> **What to produce**: Transcribe exactly the span of lines that begins the records and ends with the line holding "Additional notes ##", both boundary lines included.

── Provided entries

PR #979, opened 2026-03-16
[DRAFT]: suggestions for triton kernels

stadlmax:
## Description
- draft to discuss a few suggestions

- accelerate conversions between COO and CSR/CSC structures
- avoid calls to sort operations deterministic behavior is not desired via special Triton kernel

TBD

##  Additional notes ##
- makes custom kernels and custom operations compatible with torch.compile and AOT compilation workflows (`torch.library.custom_op` instead of `torch.autograd.Function`)
- minor suggestions here and there

### DIFF
--- a/models/src/anemoi/models/triton/gt.py
+++ b/models/src/anemoi/models/triton/gt.py
@@ -1,4 +1,5 @@
 # (C) Copyright 2025 Anemoi contributors.
+# (C) Copyright 2026 2026 NVIDIA CORPORATION & AFFILIATES.
 #
 # This software is licensed under the terms of the Apache Licence Version 2.0
 # which can be obtained at http://www.apache.org/licenses/LICENSE-2.0.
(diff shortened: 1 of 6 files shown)


models/src/anemoi/models/triton/gt.py
```diff
@@ -8,446 +8,484 @@
...
-    This is required to support non-square numbers of heads and/or channels.
-    Returns a mask for H, H*C and an offset for accessing into a 2D H*C matrix, ignoring padded values
-
-    masking apparently has a price, so if H and C are already powers of 2, nothing is returned
-    If H is already a power of 2 but C is not, a simpler H*C mask is returned
-
-    This function assumes a matrix layout of shape [H,C] for mask_H_C and H_C_off
-    """
-
-    # default mask (assume no padded values)
```
stadlmax, line 36: The default mask would be `None`, `True` AFAIK will be interpreted as a tile of size [1] and expanded accordingly. load/store operations still are faster as not every thread predicates these operations on its own. The difference should be marginal though. If inline-utility is preferred, I can also undo the change. For actual `None` masks, this helper doesn't work as Triton can't infer the type of a `None` value for this in-lined function.

models/src/anemoi/models/triton/gt.py
```diff
@@ -8,446 +8,484 @@
...
-        # tl.arange(H_pad, C_pad) doesnt work, because the arrays its offseting into aren't padded
-        # Therefore we make our own range, using unpadded major dimension (C)
-        H_C_off = tl.reshape(H_pad_off * C + C_pad_off, (H_pad * C_pad,))
-
-    return H_mask, H_C_mask, H_C_off
-
-
-@triton.jit
-def _gt_fwd(
+def _graphtransformer_fwd_kernel(
```
stadlmax, line 26: Names for Triton kernels are propagated. I might suggest something more informative than just `_gt_fwd` to keep profiles more informative.

models/src/anemoi/models/triton/gt.py
```diff
@@ -8,446 +8,484 @@
...
+        C_mask = (C_off < C)
+        H_C_mask = C_mask
+        H_PAD_VAL = None
+        H_C_PAD_VAL = 0.0
+    else:
+        H_mask = (H_off < H)
+        C_mask = (C_off < C)
+        H_C_mask = H_mask & C_mask
+        H_PAD_VAL = 0.0
+        H_C_PAD_VAL = 0.0
```
stadlmax, line 73: Explicit padding values likely don't hurt. IIRC, there is no guarantee across Triton versions that padding values are 0 and especially for reductions this can introduce sources of incorrectness.

models/src/anemoi/models/triton/gt.py
```diff
@@ -8,446 +8,484 @@
...
-    l_i = tl.zeros((H_pad,), dtype=tl.float32)  # sum of attention weights
-    m_i = tl.full((H_pad,), value=-float("inf"), dtype=tl.float32)  # running max for stability
-
-    # helpers to avoid repeated computations/indexing:
-    edge_ptr = E_ptr + neigh_start * H * C + H_C_off  # pointer to first edge_attr
-    e_idx = neigh_start  # first edge index
-    qk_scale: tl.constexpr = 1.0 / tl.sqrt(float(C))
+    dst_idx = tl.program_id(0).to(tl.int64)
+    head_idx = tl.program_id(1)
+    # option: batch_idx = tl.program_id(2)
```
stadlmax, line 44: Given custom kernels, it could be worth thinking about support for batching (i.e. multiple batches of data tensors for the same graph structure).

models/src/anemoi/models/triton/gt.py
```diff
@@ -8,446 +8,484 @@
...
+        qk_scale: tl.constexpr = (1.0 / tl.sqrt(float(C))) * 1.44269504089
+    else:
+        qk_scale: tl.constexpr = 1.0 / tl.sqrt(float(C))
 
     # for _ in tl.range(num_edges, warp_specialize=True):
-    for _ in range(num_edges):
-        e = tl.load(edge_ptr, mask=H_C_mask).to(tl.float32).reshape((H_pad, C_pad))
+    for eidx in range(neigh_start, neigh_end):
+        src_idx = tl.load(CSC_indices_ptr + eidx)
+        coo_idx = tl.load(CSC_map_to_coo_ptr + eidx)
```
stadlmax, line 97: indirect look-up in the main-loop to avoid explicit permutations of `edge_attr` for COO structures without introducing too much overhead for existing CSC structures

models/src/anemoi/models/triton/gt.py
```diff
@@ -8,446 +8,484 @@
...
         v_e = v + e
 
-        qk = tl.sum(q * k_e, axis=-1) * qk_scale  # Shape: [H]
+        qk = tl.sum(q * k_e, axis=-1, keep_dims=True) * qk_scale  # Shape: [H_PER_BLK, 1]
 
         m_ij = tl.maximum(m_i, qk)  # new running max
-        alpha_ij = tl.exp(qk - m_ij)  # attention weight for current edge
-        correction = tl.exp(m_i - m_ij)  # correction factor for previous accumulations
+        qk = qk - m_ij
+        if USE_FAST_EXP2:
```
stadlmax, line 115: EXP2 trick following upstream iterations of FA kernels. Especially on hardware with an increasing gap of memory bandwidth and performance of special function units, this could bring minor gains.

────

> **Answer box**:
PR #979, opened 2026-03-16
[DRAFT]: suggestions for triton kernels

stadlmax:
## Description
- draft to discuss a few suggestions

- accelerate conversions between COO and CSR/CSC structures
- avoid calls to sort operations deterministic behavior is not desired via special Triton kernel

TBD

##  Additional notes ##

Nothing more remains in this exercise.